* Task details: Which lines of the entries contain the string "that"? Please find them and copy them.

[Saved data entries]
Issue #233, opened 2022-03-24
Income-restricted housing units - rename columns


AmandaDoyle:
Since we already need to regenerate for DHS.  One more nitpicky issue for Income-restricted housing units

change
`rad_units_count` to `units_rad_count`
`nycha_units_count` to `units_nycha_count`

* * *

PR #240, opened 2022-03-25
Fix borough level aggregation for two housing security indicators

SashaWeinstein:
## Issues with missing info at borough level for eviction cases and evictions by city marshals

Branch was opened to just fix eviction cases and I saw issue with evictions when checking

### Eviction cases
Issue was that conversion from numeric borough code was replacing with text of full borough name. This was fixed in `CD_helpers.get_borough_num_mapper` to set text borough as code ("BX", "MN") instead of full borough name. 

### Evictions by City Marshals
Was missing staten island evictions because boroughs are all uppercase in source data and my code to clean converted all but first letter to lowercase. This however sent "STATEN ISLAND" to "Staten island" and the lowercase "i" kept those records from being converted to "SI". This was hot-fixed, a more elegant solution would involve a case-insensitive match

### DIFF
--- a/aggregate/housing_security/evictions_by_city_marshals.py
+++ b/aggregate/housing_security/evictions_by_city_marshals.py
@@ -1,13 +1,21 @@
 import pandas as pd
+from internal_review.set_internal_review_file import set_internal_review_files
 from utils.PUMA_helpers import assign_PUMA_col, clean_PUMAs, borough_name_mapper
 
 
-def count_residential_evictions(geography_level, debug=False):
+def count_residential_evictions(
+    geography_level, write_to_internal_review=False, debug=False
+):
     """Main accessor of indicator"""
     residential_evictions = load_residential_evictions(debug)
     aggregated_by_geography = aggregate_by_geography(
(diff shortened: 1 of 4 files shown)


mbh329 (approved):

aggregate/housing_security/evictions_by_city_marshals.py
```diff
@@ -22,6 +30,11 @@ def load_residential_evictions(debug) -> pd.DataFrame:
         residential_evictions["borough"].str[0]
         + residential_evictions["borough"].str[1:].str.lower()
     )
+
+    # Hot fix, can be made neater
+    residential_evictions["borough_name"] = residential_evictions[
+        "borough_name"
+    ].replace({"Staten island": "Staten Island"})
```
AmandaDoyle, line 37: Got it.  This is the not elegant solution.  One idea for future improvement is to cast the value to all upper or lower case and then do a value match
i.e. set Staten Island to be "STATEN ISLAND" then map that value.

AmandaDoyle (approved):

--

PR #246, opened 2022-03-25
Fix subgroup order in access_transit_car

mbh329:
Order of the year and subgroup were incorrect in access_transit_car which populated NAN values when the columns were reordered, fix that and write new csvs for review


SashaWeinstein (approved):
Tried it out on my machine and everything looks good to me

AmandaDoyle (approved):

* Solution to this task:
Issue was that conversion from numeric borough code was replacing with text of full borough name. This was fixed in `CD_helpers.get_borough_num_mapper` to set text borough as code ("BX", "MN") instead of full borough name. 
i.e. set Staten Island to be "STATEN ISLAND" then map that value.
Order of the year and subgroup were incorrect in access_transit_car which populated NAN values when the columns were reordered, fix that and write new csvs for review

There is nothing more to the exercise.